[Saved entries]
· · · · ·

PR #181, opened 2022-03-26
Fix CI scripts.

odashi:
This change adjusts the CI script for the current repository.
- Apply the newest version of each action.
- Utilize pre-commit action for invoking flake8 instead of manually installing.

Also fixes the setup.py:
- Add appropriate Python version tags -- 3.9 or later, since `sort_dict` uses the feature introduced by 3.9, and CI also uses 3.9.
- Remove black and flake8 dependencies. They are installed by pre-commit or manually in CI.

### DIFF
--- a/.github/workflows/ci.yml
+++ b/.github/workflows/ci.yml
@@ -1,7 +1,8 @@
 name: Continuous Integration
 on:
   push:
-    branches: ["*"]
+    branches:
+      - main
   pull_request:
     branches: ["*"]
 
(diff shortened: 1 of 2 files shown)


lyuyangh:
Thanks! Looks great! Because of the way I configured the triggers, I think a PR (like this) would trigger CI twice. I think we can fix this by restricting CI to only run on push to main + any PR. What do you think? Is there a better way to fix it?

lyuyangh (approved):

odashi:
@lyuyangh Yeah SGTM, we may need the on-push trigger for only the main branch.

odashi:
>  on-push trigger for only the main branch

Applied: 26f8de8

· · · · ·

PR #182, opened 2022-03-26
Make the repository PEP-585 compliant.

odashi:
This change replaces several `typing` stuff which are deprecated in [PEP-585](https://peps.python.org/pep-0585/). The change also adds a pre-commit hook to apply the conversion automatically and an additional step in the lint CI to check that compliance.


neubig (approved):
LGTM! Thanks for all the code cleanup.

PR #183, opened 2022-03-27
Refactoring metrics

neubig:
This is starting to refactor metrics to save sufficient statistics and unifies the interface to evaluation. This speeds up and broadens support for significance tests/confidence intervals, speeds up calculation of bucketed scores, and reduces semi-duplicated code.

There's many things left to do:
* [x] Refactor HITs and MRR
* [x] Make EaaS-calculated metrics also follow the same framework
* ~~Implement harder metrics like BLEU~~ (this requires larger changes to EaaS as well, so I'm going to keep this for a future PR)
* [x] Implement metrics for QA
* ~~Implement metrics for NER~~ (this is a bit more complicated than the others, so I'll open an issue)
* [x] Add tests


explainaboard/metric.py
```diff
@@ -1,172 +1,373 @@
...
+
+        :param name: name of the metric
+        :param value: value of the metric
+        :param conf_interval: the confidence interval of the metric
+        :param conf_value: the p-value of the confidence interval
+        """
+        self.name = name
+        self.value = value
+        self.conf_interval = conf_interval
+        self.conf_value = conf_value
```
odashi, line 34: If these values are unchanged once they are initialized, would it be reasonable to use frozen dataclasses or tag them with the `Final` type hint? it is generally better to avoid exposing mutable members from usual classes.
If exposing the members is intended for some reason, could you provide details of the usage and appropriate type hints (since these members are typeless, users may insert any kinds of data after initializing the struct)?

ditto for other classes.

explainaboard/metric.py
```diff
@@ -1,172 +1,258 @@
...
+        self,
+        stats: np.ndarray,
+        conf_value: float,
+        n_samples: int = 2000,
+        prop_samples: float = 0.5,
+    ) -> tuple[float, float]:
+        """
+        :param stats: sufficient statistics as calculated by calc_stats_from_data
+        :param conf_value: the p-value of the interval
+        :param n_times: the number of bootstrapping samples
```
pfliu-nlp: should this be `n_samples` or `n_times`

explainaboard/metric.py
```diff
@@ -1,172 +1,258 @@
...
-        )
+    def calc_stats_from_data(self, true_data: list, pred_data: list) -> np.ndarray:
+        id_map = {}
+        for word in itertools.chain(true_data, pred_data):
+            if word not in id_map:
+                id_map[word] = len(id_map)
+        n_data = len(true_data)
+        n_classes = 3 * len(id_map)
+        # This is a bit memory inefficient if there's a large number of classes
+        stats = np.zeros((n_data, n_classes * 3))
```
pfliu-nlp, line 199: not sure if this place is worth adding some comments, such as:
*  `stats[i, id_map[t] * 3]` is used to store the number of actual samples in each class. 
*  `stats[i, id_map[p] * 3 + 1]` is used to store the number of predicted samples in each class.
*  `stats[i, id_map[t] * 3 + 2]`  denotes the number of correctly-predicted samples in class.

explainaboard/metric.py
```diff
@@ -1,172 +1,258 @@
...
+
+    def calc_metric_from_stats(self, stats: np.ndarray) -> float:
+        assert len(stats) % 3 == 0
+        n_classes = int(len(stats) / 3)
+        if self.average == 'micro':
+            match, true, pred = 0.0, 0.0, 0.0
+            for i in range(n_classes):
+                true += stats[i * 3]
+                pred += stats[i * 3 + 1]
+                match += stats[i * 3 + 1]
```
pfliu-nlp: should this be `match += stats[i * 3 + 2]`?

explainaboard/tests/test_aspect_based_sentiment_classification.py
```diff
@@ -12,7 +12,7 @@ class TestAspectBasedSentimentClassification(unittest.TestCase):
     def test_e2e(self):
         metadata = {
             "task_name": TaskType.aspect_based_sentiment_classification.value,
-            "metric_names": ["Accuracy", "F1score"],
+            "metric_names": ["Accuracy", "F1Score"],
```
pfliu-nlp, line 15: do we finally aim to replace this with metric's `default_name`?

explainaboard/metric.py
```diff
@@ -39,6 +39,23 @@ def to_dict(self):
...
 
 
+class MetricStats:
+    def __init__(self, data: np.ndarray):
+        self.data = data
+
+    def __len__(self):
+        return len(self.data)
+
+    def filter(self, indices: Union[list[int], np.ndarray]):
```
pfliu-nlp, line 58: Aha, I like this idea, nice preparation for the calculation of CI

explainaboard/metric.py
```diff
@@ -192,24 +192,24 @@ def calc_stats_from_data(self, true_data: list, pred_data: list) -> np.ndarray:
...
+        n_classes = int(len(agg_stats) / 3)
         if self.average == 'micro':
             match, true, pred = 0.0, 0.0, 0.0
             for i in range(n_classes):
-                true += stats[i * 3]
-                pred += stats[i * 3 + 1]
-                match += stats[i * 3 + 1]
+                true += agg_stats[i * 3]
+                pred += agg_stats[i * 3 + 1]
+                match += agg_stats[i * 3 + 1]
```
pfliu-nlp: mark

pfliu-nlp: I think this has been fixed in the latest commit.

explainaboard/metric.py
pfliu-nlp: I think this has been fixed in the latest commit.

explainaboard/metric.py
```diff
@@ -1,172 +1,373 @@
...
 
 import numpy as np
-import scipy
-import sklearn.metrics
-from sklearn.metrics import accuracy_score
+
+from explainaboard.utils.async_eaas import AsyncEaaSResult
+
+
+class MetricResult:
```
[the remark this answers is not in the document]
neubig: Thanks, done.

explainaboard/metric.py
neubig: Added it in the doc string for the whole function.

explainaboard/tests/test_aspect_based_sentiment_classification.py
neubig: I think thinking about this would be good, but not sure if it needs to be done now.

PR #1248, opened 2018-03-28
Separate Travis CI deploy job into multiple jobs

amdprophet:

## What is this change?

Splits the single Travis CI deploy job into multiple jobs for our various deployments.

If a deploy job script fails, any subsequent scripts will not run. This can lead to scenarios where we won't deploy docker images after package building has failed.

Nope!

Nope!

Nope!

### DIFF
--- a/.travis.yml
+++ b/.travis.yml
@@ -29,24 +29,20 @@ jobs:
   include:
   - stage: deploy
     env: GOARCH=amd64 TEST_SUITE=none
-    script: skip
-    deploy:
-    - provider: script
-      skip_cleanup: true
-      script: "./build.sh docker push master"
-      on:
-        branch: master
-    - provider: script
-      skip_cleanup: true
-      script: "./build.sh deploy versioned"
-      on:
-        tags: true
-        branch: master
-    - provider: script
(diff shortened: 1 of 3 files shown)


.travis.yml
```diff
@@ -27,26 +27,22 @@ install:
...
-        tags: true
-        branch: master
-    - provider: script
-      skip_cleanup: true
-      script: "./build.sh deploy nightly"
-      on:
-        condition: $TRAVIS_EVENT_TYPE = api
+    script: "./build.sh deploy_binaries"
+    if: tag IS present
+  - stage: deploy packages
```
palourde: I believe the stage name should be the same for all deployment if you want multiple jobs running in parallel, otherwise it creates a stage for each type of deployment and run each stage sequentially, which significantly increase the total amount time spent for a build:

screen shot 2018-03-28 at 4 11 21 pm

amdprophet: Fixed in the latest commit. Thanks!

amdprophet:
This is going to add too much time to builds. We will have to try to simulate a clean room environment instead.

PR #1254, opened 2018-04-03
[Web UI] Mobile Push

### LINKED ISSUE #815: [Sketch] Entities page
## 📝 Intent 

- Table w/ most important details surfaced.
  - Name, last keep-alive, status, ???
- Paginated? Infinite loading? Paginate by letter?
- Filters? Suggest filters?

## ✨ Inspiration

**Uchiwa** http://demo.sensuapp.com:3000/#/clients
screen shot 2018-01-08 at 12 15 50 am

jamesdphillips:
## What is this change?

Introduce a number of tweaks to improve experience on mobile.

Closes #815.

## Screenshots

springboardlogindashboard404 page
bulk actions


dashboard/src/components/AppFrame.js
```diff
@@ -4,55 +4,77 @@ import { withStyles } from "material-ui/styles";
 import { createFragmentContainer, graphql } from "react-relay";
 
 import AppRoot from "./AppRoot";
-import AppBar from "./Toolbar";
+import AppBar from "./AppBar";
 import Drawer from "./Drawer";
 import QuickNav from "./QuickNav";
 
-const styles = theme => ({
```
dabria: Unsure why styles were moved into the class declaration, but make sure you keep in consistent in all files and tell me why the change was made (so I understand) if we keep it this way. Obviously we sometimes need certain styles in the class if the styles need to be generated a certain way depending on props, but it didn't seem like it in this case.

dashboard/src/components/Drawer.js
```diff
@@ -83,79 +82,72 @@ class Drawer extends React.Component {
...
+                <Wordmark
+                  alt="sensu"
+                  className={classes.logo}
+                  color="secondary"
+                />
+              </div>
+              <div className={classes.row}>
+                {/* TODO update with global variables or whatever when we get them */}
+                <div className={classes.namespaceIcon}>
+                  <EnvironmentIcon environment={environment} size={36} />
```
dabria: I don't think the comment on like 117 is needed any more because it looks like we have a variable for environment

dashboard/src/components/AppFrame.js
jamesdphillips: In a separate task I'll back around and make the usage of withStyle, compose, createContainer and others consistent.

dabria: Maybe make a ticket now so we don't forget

· · · · ·

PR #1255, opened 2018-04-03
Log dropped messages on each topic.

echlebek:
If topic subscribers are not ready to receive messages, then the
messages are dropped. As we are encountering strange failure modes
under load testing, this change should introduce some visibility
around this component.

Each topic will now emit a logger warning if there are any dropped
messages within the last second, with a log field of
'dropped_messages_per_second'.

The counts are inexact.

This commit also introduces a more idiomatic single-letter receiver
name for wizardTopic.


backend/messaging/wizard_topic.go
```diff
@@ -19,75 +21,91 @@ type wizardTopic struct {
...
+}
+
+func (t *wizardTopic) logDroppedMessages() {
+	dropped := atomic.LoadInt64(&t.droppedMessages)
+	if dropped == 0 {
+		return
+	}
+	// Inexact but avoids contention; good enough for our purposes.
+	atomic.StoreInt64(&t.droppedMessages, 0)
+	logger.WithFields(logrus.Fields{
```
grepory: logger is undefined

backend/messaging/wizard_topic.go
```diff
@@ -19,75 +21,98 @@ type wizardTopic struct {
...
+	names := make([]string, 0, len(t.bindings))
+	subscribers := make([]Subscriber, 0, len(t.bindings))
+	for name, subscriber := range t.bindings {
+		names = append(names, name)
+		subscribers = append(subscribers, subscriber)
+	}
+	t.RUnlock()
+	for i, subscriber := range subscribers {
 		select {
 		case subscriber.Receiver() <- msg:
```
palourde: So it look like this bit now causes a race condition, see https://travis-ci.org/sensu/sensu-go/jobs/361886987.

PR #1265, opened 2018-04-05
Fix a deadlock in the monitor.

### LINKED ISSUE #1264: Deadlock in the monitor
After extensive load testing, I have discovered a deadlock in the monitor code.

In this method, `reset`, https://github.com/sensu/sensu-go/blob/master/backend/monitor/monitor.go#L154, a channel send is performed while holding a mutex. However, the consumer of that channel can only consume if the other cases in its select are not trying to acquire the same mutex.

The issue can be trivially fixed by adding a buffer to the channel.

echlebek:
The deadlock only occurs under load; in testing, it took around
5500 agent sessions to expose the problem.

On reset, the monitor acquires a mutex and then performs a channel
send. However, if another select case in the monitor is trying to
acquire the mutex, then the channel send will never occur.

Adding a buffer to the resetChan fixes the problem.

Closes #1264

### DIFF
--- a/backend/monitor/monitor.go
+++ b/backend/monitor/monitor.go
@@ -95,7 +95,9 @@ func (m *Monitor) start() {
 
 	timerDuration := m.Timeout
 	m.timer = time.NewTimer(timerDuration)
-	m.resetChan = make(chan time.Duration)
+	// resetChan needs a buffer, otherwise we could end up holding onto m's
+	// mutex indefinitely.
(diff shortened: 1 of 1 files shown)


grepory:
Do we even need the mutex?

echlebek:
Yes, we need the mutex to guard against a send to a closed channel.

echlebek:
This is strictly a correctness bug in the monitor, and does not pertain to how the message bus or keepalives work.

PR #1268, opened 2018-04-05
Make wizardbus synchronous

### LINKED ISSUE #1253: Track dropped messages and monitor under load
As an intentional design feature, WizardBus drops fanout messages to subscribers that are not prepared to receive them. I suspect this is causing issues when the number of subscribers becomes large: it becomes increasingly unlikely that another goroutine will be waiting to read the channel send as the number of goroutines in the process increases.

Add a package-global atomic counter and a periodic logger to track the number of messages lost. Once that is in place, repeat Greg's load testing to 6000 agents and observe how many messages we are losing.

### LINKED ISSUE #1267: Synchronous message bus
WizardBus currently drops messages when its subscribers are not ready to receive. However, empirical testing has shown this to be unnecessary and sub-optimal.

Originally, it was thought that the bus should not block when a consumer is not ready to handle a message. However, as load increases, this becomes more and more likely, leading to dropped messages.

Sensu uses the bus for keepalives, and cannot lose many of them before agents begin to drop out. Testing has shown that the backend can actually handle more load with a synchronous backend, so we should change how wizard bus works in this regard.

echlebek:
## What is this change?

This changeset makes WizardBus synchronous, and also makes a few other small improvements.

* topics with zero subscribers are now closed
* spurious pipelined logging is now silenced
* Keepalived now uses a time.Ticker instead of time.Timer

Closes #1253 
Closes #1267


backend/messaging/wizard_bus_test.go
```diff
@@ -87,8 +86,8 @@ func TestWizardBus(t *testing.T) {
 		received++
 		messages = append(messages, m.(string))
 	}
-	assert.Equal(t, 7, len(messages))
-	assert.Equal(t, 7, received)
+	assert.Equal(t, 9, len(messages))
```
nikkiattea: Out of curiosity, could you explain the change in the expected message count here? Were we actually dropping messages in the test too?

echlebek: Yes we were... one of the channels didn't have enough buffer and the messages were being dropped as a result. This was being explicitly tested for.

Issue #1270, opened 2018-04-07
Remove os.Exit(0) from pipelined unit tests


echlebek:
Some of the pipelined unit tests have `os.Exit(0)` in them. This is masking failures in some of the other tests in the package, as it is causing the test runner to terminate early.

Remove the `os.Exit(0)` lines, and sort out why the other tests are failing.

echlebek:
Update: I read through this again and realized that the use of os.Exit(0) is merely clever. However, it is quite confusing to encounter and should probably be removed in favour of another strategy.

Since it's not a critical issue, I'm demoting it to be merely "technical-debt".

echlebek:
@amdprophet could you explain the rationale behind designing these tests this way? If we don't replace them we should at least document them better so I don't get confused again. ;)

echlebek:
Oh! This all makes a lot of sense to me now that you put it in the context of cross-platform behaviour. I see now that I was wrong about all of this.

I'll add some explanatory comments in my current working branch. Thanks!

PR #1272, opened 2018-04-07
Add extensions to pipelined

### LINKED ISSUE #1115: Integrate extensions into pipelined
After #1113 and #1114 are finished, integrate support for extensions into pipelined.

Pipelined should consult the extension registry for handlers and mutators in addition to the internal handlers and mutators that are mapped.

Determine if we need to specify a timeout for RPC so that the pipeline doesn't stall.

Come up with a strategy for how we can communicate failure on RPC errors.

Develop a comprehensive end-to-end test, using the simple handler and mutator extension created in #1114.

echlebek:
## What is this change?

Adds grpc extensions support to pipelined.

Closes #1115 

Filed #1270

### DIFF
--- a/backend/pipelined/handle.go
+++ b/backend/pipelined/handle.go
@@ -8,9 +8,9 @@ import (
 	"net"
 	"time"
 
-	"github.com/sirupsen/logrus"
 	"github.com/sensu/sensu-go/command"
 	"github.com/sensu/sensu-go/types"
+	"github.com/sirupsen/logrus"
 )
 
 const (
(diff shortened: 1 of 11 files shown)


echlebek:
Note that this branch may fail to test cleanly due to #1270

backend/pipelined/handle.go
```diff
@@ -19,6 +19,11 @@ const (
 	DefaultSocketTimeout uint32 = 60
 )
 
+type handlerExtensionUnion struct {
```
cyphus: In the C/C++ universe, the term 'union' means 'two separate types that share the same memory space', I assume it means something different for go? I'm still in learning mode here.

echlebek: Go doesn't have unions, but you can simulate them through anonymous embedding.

· · · · ·

_Task to carry out_
Above are records; repeat only the lines starting at the line with "PR #181, opened 2022-03-26" and ending at the line with "Applied: 26f8de8", exactly as they appear, both included.

_Finished task_
PR #181, opened 2022-03-26
Fix CI scripts.

odashi:
This change adjusts the CI script for the current repository.
- Apply the newest version of each action.
- Utilize pre-commit action for invoking flake8 instead of manually installing.

Also fixes the setup.py:
- Add appropriate Python version tags -- 3.9 or later, since `sort_dict` uses the feature introduced by 3.9, and CI also uses 3.9.
- Remove black and flake8 dependencies. They are installed by pre-commit or manually in CI.

### DIFF
--- a/.github/workflows/ci.yml
+++ b/.github/workflows/ci.yml
@@ -1,7 +1,8 @@
 name: Continuous Integration
 on:
   push:
-    branches: ["*"]
+    branches:
+      - main
   pull_request:
     branches: ["*"]
 
(diff shortened: 1 of 2 files shown)


lyuyangh:
Thanks! Looks great! Because of the way I configured the triggers, I think a PR (like this) would trigger CI twice. I think we can fix this by restricting CI to only run on push to main + any PR. What do you think? Is there a better way to fix it?

lyuyangh (approved):

odashi:
@lyuyangh Yeah SGTM, we may need the on-push trigger for only the main branch.

odashi:
>  on-push trigger for only the main branch

Applied: 26f8de8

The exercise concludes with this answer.